= Stored data =

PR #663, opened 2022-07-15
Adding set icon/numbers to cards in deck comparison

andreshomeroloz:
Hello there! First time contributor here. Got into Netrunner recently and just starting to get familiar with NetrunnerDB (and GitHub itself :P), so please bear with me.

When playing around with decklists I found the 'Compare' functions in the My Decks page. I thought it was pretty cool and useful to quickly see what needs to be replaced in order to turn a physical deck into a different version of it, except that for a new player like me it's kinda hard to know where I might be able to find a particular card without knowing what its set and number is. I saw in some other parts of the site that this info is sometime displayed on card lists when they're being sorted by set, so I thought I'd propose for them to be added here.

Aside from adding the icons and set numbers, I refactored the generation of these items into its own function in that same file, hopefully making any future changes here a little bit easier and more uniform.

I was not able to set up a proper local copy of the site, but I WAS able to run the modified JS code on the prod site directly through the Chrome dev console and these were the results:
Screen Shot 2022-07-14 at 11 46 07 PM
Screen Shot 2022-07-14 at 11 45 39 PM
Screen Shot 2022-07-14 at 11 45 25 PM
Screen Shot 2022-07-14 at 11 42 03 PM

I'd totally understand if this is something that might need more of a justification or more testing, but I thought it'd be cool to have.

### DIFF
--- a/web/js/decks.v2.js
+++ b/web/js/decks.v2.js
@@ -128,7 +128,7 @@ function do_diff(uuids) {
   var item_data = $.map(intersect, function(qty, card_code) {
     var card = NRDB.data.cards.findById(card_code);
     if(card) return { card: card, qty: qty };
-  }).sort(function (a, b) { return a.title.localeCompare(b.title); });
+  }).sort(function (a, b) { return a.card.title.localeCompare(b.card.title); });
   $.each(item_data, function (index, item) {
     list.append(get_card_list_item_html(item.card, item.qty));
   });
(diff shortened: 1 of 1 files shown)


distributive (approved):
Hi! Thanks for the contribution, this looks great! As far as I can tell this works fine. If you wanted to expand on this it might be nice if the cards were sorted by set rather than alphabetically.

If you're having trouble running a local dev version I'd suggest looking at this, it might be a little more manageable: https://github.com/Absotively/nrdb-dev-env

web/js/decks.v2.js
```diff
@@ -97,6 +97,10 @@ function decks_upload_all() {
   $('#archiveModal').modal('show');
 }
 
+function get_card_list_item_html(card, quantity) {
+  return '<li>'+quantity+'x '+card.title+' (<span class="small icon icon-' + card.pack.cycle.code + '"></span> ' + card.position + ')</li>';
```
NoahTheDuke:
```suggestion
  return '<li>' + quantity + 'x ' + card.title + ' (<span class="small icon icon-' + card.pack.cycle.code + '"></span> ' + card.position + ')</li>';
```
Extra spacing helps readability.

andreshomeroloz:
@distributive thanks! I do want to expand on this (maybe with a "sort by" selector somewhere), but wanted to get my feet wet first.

= Work item =
Give back all the records above exactly as they were written.

= Result =
PR #663, opened 2022-07-15
Adding set icon/numbers to cards in deck comparison

andreshomeroloz:
Hello there! First time contributor here. Got into Netrunner recently and just starting to get familiar with NetrunnerDB (and GitHub itself :P), so please bear with me.

When playing around with decklists I found the 'Compare' functions in the My Decks page. I thought it was pretty cool and useful to quickly see what needs to be replaced in order to turn a physical deck into a different version of it, except that for a new player like me it's kinda hard to know where I might be able to find a particular card without knowing what its set and number is. I saw in some other parts of the site that this info is sometime displayed on card lists when they're being sorted by set, so I thought I'd propose for them to be added here.

Aside from adding the icons and set numbers, I refactored the generation of these items into its own function in that same file, hopefully making any future changes here a little bit easier and more uniform.

I was not able to set up a proper local copy of the site, but I WAS able to run the modified JS code on the prod site directly through the Chrome dev console and these were the results:
Screen Shot 2022-07-14 at 11 46 07 PM
Screen Shot 2022-07-14 at 11 45 39 PM
Screen Shot 2022-07-14 at 11 45 25 PM
Screen Shot 2022-07-14 at 11 42 03 PM

I'd totally understand if this is something that might need more of a justification or more testing, but I thought it'd be cool to have.

### DIFF
--- a/web/js/decks.v2.js
+++ b/web/js/decks.v2.js
@@ -128,7 +128,7 @@ function do_diff(uuids) {
   var item_data = $.map(intersect, function(qty, card_code) {
     var card = NRDB.data.cards.findById(card_code);
     if(card) return { card: card, qty: qty };
-  }).sort(function (a, b) { return a.title.localeCompare(b.title); });
+  }).sort(function (a, b) { return a.card.title.localeCompare(b.card.title); });
   $.each(item_data, function (index, item) {
     list.append(get_card_list_item_html(item.card, item.qty));
   });
(diff shortened: 1 of 1 files shown)


distributive (approved):
Hi! Thanks for the contribution, this looks great! As far as I can tell this works fine. If you wanted to expand on this it might be nice if the cards were sorted by set rather than alphabetically.

If you're having trouble running a local dev version I'd suggest looking at this, it might be a little more manageable: https://github.com/Absotively/nrdb-dev-env

web/js/decks.v2.js
```diff
@@ -97,6 +97,10 @@ function decks_upload_all() {
   $('#archiveModal').modal('show');
 }
 
+function get_card_list_item_html(card, quantity) {
+  return '<li>'+quantity+'x '+card.title+' (<span class="small icon icon-' + card.pack.cycle.code + '"></span> ' + card.position + ')</li>';
```
NoahTheDuke:
```suggestion
  return '<li>' + quantity + 'x ' + card.title + ' (<span class="small icon icon-' + card.pack.cycle.code + '"></span> ' + card.position + ')</li>';
```
Extra spacing helps readability.

andreshomeroloz:
@distributive thanks! I do want to expand on this (maybe with a "sort by" selector somewhere), but wanted to get my feet wet first.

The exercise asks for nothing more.